Exercise prompt ▸ Show, from the records below, all lines that contain the word "ConvoySpec".
Input for this task Start Marker
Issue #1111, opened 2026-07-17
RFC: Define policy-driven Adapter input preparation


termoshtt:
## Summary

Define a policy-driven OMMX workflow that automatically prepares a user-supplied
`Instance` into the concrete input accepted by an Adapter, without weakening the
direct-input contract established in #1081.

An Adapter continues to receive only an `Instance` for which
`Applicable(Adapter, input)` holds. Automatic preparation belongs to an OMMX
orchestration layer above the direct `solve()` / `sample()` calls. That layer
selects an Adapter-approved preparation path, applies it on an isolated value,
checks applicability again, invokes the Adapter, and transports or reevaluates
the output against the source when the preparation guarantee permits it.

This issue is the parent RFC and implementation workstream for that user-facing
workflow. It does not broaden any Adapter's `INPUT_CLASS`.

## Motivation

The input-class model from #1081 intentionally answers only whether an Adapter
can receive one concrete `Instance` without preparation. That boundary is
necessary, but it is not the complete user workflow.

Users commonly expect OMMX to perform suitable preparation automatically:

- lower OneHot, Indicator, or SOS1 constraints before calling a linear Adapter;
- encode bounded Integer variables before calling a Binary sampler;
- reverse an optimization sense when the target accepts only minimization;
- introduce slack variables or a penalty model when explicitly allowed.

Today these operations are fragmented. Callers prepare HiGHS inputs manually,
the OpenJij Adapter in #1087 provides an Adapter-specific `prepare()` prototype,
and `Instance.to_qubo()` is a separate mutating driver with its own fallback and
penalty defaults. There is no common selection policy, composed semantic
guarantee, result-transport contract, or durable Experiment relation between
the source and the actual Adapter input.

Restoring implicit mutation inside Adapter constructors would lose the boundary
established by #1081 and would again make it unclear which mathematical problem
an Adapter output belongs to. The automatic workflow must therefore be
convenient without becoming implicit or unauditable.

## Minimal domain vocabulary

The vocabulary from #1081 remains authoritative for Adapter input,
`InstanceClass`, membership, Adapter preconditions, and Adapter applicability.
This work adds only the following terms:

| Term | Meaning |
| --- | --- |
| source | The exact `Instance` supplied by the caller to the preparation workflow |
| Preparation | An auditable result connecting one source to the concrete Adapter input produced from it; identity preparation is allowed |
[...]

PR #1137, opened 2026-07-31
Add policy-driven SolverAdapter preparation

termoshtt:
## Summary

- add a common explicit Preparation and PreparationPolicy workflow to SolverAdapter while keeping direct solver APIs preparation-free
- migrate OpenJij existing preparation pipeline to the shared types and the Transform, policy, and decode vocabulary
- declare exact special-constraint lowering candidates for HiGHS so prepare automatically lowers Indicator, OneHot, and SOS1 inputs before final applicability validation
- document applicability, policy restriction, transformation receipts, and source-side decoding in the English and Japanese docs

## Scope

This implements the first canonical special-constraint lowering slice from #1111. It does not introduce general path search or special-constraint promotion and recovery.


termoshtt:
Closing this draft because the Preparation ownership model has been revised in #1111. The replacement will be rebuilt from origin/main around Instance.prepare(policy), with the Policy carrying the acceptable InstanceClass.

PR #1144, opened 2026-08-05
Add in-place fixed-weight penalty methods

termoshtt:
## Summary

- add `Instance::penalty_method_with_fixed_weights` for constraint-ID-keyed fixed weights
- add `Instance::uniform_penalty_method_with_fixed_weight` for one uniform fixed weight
Input for this task End Marker
Input for this task Start Marker
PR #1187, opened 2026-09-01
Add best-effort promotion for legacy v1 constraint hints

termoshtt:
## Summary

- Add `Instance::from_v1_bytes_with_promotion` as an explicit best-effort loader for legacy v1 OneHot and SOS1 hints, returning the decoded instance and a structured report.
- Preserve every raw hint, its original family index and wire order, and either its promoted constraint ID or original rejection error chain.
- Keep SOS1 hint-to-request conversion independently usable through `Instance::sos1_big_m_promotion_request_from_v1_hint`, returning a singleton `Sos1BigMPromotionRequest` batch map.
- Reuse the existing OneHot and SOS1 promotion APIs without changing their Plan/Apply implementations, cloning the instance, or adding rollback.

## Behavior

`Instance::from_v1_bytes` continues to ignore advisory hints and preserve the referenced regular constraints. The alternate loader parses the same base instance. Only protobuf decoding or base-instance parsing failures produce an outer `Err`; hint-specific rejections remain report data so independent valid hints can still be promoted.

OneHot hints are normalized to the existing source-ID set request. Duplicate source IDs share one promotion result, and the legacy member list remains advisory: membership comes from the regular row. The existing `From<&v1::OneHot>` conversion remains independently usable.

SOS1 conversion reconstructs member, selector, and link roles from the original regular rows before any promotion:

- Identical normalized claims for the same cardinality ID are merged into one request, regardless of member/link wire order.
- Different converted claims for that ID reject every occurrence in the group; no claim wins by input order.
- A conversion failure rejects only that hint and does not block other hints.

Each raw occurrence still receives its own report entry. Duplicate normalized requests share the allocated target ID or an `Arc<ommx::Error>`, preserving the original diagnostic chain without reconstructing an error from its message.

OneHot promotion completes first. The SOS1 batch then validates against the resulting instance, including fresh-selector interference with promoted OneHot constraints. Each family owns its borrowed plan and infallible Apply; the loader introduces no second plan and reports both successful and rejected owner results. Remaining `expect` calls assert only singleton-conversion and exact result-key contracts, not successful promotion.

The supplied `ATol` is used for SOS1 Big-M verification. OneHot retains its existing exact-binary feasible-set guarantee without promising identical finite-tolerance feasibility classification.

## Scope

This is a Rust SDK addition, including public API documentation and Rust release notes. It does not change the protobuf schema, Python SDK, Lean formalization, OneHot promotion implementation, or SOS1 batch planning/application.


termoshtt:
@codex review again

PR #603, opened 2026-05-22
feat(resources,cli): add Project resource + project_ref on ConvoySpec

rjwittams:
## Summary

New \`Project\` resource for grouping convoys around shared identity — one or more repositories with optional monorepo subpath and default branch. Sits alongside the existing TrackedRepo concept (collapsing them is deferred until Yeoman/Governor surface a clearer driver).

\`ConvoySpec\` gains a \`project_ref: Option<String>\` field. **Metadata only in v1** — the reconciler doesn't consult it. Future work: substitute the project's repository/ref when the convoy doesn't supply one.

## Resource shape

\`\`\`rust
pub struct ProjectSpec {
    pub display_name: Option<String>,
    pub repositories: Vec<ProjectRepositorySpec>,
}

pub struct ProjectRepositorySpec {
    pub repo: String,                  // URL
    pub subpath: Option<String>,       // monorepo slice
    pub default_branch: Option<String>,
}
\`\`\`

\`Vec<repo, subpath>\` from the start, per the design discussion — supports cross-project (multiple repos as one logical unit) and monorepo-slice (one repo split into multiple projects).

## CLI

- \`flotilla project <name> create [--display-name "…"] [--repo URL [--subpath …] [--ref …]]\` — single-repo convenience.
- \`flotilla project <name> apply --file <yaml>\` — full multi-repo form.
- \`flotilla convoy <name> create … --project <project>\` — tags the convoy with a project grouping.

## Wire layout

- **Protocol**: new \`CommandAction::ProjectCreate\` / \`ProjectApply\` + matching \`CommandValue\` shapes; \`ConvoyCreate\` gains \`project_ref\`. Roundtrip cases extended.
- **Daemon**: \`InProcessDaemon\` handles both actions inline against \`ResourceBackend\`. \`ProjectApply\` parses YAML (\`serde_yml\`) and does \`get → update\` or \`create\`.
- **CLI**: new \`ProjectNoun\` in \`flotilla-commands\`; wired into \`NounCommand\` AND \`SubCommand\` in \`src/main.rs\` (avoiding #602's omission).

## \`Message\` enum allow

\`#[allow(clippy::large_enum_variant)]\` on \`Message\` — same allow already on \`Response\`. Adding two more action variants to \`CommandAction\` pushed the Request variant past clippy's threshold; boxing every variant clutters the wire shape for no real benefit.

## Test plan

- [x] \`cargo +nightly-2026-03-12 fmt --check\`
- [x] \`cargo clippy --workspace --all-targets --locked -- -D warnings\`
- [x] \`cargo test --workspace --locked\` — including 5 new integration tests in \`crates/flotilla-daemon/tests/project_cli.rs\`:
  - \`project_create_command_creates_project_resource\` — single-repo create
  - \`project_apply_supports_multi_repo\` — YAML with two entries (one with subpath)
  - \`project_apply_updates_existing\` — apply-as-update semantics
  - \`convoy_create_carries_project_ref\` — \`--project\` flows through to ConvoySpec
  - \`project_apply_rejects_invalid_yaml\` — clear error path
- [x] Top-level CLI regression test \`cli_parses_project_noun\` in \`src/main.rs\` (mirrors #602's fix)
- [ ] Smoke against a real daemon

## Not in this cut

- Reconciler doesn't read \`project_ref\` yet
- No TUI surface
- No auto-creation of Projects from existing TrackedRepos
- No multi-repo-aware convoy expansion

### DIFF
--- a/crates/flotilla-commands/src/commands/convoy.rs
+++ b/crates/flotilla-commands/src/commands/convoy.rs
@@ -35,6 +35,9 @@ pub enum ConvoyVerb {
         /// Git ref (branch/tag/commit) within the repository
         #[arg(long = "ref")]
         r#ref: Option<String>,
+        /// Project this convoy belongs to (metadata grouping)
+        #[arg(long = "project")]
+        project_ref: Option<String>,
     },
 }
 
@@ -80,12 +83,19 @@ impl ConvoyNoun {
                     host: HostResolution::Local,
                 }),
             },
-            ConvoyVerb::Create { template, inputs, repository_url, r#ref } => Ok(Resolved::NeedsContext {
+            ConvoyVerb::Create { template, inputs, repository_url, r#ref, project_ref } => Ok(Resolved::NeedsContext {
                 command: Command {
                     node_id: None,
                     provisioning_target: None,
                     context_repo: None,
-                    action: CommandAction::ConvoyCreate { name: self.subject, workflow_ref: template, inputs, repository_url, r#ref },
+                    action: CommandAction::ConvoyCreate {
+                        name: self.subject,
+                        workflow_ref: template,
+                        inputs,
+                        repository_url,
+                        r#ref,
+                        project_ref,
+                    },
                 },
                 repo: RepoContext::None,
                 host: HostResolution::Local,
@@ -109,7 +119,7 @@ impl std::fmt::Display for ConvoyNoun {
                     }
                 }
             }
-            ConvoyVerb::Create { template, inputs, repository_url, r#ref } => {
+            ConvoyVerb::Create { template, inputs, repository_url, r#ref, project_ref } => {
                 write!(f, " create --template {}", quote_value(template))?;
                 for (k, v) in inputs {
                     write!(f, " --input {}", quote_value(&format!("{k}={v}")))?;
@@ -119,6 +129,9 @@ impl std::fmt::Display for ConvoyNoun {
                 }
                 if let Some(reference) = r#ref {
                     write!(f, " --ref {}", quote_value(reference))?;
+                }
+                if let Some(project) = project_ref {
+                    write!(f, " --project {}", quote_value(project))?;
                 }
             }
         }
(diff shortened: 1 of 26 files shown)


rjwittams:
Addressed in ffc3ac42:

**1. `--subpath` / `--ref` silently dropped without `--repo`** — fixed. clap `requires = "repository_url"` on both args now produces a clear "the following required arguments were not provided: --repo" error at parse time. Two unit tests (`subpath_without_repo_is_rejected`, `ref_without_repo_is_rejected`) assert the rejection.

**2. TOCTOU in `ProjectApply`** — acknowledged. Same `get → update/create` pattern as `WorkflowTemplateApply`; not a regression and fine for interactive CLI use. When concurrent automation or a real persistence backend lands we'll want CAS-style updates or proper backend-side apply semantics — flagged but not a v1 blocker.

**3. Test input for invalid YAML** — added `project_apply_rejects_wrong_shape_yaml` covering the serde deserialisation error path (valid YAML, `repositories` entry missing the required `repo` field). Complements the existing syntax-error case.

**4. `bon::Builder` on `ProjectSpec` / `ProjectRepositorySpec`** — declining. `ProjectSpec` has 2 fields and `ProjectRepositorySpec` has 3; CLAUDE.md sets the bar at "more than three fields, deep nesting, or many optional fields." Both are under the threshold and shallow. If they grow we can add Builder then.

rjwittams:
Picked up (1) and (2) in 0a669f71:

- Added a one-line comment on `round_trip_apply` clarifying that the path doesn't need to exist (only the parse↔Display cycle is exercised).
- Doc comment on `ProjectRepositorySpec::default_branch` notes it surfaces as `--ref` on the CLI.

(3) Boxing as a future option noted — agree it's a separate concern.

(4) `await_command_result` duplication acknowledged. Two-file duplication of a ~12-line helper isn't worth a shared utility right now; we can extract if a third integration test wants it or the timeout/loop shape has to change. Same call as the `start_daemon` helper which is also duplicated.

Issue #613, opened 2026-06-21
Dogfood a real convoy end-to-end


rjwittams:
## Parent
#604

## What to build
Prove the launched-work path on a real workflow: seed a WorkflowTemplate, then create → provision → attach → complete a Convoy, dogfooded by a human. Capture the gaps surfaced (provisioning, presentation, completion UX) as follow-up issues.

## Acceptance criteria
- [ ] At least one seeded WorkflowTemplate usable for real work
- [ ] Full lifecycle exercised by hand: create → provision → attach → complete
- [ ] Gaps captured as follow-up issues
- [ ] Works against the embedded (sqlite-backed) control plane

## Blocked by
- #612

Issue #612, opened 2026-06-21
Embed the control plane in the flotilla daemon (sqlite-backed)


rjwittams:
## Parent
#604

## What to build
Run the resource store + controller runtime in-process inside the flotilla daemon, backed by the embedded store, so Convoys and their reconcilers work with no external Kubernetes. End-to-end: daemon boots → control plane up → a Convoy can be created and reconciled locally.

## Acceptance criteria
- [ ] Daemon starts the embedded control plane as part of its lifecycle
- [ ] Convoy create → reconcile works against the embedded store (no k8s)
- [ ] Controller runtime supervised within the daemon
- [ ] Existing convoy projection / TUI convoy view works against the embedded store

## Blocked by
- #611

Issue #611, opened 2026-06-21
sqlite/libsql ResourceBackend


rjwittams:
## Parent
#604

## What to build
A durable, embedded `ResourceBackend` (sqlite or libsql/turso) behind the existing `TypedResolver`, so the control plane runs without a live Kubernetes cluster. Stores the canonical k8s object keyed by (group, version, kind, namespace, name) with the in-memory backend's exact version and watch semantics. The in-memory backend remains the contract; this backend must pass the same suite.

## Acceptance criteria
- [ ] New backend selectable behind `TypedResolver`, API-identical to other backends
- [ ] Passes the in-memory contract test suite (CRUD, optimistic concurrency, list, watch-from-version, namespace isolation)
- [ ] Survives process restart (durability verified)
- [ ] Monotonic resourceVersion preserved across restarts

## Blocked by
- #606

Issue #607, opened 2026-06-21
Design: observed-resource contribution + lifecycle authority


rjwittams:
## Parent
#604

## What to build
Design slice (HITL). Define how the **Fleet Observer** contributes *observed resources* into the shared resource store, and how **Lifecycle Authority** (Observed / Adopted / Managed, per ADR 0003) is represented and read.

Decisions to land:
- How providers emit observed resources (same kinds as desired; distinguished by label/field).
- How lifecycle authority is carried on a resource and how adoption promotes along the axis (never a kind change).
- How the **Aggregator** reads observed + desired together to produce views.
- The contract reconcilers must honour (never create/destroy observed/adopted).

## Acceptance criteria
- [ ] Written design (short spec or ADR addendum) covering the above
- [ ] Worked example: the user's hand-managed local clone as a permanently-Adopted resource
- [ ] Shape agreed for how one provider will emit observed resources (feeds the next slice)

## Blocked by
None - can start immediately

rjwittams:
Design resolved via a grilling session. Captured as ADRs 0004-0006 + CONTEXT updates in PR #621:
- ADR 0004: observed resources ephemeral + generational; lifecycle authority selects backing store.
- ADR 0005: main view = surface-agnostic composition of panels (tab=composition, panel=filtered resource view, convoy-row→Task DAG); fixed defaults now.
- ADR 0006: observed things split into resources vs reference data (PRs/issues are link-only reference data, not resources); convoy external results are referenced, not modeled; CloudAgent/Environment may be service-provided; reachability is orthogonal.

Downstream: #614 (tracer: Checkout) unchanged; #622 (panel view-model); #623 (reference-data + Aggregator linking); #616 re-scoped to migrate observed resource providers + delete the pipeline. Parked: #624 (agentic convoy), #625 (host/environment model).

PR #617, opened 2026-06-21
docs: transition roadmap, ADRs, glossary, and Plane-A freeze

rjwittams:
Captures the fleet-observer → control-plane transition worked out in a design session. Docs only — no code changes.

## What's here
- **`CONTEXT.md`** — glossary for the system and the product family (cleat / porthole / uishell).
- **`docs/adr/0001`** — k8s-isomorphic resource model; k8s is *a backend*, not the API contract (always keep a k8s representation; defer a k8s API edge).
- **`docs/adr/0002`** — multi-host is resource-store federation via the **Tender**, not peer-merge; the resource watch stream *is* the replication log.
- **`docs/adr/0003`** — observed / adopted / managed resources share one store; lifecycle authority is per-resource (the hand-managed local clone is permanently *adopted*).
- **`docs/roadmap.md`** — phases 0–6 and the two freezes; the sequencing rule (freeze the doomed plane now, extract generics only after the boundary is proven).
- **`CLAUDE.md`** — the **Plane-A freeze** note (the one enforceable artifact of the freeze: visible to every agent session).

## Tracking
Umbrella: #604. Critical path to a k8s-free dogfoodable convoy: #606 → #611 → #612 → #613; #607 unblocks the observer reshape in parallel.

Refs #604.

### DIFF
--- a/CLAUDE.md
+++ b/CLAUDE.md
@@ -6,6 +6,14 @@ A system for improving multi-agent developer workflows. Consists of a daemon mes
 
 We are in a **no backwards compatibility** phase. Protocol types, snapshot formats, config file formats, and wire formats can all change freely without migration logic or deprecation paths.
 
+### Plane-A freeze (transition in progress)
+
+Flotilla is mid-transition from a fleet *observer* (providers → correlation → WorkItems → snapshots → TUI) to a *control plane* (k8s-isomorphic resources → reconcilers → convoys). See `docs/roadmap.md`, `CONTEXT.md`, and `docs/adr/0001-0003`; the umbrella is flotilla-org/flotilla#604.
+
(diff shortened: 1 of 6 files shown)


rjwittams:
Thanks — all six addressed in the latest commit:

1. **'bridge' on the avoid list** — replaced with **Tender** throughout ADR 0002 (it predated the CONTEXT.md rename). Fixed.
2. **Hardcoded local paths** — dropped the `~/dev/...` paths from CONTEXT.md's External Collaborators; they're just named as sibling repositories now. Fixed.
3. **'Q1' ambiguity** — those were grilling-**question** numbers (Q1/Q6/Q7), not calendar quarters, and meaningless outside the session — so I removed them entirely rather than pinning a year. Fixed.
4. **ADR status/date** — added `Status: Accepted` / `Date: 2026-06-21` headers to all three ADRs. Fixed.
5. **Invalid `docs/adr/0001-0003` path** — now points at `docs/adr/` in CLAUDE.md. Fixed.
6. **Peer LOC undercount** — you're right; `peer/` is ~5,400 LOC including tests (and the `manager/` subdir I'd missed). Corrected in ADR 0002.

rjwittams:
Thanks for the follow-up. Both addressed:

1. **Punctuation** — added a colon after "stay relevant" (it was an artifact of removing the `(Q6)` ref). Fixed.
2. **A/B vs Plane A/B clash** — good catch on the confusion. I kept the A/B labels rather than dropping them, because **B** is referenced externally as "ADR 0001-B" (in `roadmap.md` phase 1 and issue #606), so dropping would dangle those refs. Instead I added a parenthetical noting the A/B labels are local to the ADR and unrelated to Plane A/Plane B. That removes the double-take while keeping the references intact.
Input for this task End Marker
Input for this task Start Marker
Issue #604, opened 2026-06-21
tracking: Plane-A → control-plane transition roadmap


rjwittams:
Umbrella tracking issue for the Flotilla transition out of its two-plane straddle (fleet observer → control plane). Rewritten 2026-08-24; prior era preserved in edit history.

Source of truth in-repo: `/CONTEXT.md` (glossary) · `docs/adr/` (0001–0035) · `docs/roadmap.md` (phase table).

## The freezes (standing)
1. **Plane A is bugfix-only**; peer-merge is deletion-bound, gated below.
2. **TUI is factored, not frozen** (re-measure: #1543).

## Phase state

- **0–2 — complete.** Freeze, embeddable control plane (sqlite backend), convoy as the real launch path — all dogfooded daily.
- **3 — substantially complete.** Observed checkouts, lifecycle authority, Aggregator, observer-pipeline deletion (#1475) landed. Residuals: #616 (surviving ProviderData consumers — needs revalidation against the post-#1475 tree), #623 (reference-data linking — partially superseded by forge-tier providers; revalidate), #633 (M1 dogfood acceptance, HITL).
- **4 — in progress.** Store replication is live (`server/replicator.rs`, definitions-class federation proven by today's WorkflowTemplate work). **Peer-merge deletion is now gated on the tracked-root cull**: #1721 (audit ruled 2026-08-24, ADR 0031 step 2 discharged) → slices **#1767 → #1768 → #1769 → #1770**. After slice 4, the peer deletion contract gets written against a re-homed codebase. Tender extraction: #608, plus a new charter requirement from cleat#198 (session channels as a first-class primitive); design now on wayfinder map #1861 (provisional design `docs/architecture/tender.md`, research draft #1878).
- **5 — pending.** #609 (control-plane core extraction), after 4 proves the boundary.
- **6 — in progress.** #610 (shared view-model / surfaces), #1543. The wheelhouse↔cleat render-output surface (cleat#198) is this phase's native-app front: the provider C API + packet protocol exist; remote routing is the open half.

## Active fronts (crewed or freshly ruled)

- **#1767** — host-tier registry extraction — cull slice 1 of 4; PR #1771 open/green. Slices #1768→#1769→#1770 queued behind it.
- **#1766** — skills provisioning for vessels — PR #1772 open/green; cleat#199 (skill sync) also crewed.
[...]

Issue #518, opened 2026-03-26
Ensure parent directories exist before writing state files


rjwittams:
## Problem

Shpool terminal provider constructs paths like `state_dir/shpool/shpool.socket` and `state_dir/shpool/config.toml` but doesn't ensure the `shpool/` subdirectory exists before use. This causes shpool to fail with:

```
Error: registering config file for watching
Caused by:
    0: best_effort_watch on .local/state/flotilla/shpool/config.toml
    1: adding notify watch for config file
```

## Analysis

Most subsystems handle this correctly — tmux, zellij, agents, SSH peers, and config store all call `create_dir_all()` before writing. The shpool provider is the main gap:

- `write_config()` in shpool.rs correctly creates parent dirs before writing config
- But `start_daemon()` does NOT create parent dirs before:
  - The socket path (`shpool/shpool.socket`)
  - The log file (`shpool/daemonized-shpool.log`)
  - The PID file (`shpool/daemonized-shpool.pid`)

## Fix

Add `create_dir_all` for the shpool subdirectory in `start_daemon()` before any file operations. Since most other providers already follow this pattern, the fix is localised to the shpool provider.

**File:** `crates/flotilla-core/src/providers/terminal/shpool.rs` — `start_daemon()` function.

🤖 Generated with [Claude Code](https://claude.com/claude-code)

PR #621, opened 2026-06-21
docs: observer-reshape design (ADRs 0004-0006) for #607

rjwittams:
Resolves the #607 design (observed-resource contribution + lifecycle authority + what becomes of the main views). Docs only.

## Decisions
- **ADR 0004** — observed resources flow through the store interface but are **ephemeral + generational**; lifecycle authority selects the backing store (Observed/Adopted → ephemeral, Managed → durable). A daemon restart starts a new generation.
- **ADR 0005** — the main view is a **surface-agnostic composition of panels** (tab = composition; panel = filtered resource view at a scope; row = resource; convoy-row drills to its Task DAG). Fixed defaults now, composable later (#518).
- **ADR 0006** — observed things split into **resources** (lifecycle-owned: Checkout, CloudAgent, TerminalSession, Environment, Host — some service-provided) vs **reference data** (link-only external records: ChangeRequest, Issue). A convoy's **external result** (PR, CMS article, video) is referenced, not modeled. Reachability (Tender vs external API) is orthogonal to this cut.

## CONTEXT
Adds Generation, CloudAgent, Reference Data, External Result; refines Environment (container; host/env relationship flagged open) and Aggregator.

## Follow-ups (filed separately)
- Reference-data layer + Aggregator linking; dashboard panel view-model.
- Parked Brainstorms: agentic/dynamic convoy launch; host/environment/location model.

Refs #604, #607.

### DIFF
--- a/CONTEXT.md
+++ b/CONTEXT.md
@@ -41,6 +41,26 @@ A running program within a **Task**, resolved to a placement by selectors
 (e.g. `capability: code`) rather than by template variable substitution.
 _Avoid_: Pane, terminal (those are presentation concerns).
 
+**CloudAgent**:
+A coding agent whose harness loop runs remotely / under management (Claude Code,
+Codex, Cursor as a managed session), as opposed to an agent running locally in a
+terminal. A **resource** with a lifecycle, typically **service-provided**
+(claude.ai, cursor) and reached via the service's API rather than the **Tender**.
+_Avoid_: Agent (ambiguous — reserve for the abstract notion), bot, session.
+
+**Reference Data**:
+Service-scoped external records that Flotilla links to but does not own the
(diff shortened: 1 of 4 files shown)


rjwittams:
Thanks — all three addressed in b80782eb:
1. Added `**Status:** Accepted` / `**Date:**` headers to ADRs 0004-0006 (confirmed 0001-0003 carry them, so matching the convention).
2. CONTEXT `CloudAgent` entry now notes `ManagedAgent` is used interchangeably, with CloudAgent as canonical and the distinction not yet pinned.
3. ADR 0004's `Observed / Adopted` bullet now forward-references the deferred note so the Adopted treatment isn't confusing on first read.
Input for this task End Marker
Problem solution ▸
feat(resources,cli): add Project resource + project_ref on ConvoySpec
\`ConvoySpec\` gains a \`project_ref: Option<String>\` field. **Metadata only in v1** — the reconciler doesn't consult it. Future work: substitute the project's repository/ref when the convoy doesn't supply one.
  - \`convoy_create_carries_project_ref\` — \`--project\` flows through to ConvoySpec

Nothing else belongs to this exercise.